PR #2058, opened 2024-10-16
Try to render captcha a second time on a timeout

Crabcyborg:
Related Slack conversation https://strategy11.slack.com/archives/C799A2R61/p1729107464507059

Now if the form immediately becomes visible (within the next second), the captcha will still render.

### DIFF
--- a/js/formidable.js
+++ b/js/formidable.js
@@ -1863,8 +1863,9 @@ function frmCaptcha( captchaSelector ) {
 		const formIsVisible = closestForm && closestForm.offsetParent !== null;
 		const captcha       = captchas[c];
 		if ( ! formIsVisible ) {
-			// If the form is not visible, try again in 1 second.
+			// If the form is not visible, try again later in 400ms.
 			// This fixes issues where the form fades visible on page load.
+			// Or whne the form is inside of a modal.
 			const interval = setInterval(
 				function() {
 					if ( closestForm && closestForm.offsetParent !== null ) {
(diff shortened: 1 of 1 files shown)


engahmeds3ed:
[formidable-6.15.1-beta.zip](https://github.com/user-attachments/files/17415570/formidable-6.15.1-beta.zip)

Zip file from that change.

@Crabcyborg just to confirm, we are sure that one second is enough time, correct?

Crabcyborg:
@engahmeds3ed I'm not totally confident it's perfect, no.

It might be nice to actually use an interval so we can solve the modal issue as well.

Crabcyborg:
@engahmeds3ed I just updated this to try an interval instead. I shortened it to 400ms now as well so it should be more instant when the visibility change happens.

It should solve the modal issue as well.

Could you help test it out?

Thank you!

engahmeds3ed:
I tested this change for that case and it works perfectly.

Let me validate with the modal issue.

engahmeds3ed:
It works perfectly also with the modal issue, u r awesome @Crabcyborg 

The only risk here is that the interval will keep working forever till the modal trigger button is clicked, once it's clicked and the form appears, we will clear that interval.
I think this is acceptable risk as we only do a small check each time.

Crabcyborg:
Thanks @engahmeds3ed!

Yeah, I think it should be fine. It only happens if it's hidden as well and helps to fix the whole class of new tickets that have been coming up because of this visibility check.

* * *

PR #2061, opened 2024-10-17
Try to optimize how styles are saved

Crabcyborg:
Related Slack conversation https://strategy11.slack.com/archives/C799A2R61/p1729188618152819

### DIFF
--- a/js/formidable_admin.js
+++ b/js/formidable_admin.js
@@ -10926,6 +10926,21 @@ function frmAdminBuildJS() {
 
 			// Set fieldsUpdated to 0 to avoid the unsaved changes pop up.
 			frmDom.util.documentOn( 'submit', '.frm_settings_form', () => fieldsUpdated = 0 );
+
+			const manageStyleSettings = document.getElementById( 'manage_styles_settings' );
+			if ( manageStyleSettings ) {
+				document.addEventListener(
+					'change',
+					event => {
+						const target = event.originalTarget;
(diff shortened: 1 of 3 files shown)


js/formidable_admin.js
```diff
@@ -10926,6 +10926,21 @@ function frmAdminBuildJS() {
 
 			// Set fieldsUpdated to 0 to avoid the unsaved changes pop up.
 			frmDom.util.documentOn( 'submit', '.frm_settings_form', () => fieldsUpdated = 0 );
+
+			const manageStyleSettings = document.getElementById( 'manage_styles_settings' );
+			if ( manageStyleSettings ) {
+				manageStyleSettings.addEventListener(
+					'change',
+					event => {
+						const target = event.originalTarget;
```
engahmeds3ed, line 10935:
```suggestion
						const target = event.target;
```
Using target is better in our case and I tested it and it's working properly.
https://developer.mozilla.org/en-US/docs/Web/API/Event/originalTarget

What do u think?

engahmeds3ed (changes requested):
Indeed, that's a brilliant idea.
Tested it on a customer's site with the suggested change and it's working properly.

...

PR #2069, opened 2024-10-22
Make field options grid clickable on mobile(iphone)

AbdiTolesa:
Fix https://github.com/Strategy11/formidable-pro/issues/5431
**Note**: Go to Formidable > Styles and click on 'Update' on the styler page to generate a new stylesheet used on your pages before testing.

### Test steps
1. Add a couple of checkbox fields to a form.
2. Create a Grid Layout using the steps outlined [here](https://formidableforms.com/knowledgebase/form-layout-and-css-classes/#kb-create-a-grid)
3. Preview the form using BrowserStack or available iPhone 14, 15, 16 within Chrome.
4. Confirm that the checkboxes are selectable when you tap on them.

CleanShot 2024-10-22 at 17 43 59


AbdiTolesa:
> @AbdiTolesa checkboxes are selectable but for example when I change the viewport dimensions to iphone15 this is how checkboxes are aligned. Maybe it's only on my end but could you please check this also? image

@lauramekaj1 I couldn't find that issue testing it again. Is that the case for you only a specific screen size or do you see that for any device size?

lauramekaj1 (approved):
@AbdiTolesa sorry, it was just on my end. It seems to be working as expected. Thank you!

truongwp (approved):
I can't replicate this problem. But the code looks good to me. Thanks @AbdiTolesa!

Aim of the exercise: Repeat, character for character, the lines of the material above from the line with "Using target is" through the line with "Tested it on".

Written response:
Using target is better in our case and I tested it and it's working properly.
https://developer.mozilla.org/en-US/docs/Web/API/Event/originalTarget

What do u think?

engahmeds3ed (changes requested):
Indeed, that's a brilliant idea.
Tested it on a customer's site with the suggested change and it's working properly.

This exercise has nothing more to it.